On Fri, Nov 12, 2021 at 12:38 PM Sean Christopherson <seanjc@xxxxxxxxxx> wrote:
>
> On Fri, Nov 12, 2021, Borislav Petkov wrote:
> > On Fri, Nov 12, 2021 at 07:48:17PM +0000, Sean Christopherson wrote:
> > > Yes, but IMO inducing a fault in the guest because of _host_ bug is wrong.
> >
> > What do you suggest instead?
>
> Let userspace decide what is mapped shared and what is mapped private. The kernel
> and KVM provide the APIs/infrastructure to do the actual conversions in a thread-safe
> fashion and also to enforce the current state, but userspace is the control plane.
>
> It would require non-trivial changes in userspace if there are multiple processes
> accessing guest memory, e.g. Peter's networking daemon example, but it _is_ fully
> solvable. The exit to userspace means all three components (guest, kernel,
> and userspace) have full knowledge of what is shared and what is private. There
> is zero ambiguity:
>
> - if userspace accesses guest private memory, it gets SIGSEGV or whatever.
> - if kernel accesses guest private memory, it does BUG/panic/oops[*]
> - if guest accesses memory with the incorrect C/SHARED-bit, it gets killed.
>
> This is the direction KVM TDX support is headed, though it's obviously still a WIP.
>
> And ideally, to avoid implicit conversions at any level, hardware vendors' ABIs
> define that:
>
> a) All convertible memory, i.e. RAM, starts as private.
> b) Conversions between private and shared must be done via explicit hypercall.
>
> Without (b), userspace and thus KVM have to treat guest accesses to the incorrect
> type as implicit conversions.
>
> [*] Sadly, fully preventing kernel access to guest private is not possible with
> TDX, especially if the direct map is left intact. But maybe in the future
> TDX will signal a fault instead of poisoning memory and leaving a #MC mine.

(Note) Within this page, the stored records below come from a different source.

PR #133, opened 2015-11-26
proof of concept to find listeners of a plugin

rom1504:


109C:
@rom1504 What if the plugins removes the `newListener` listener? Wouldn't this not catch the subsequent event listener adds?

rom1504:
@109C sure, but plugins can do lot of more malicious things than that (for example player._client=null;)

109C:
@rom1504 It's not that I think the plugin will be malicious, I think that it's too easy to shoot yourself in the foot with it.

rom1504:
I can't see how a plugin would remove `newListener` listener by accident.

rom1504:
anyway, as said in https://github.com/mhsjlw/flying-squid/issues/83#issuecomment-160008204 we probably will want to add listener after loading, so being able to get them at loading is not so useful

PR #140, opened 2015-12-01
Fixed friction bug

109C:


rom1504:
indeed, merging but friction/drag should be implemented properly, see https://github.com/mhsjlw/flying-squid/issues/136#issuecomment-160332220

rom1504:
@109C you should create new branches (without git checkout -b new_branch) so you can make multiple PRs

PR #143, opened 2015-12-06
Add teleport ( aka. tp ) command.

azastrael:


rom1504:
we have a player.sendPosition() function https://github.com/mhsjlw/flying-squid/blob/b5d22e57f93993325d8c96a28ca1ee6ab8a70173/src/lib/plugins/updatePositions.js#L90

So it would be better to 1. change the player position (`player.position = new Vec3(x,y,z)` and then call it `player.sendPosition()`)

rom1504:
Yes, it's planned to abstract it away https://github.com/mhsjlw/flying-squid/issues/40

And we should probably document the reason why 2 position system are used, I'm tired of explaining it again and again and again.

rom1504:
I merged this btw, thanks @azastrael !

PR #144, opened 2015-12-06
Over Powered

demipixel:
added OP to flying-squid (and other shizzles)


src/lib/plugins/tp.js
```diff
@@ -19,14 +26,22 @@ module.exports.player = (player, serv) => {
...
+        
+        player.teleport(new Vec3(x, y, z));
       } else if(args.length === 4) {
         let player_from;
 
         if(!(player_from = serv.getPlayer(args[0])))
           return false;
 
-        player_from.teleport(new Vec3(args[1]*32, args[2]*32, args[3]*32));
+        let x = getPos(args[0], 'x', player_from);
```
rom1504: that's wrong.

rom1504:
I fixed that little mistake and added a regression test to make sure it doesn't break again ;)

In this proposal, consider a guest driver instructing a device to DMA
write a 1 GB memory buffer. A well-behaved guest driver will ensure
that the entire 1 GB is marked shared. But what about a malicious or
buggy guest? Let's assume a bad guest driver instructs the device to
write guest private memory.

So now, the virtual device, which might be implemented as some host
side process, needs to (1) check and lock all 4k constituent RMP
entries (so they're not converted to private while the DMA write is
taking palce), (2) write the 1 GB buffer, and (3) unlock all 4 k
constituent RMP entries? If I'm understanding this correctly, then the
synchronization will be prohibitively expensive.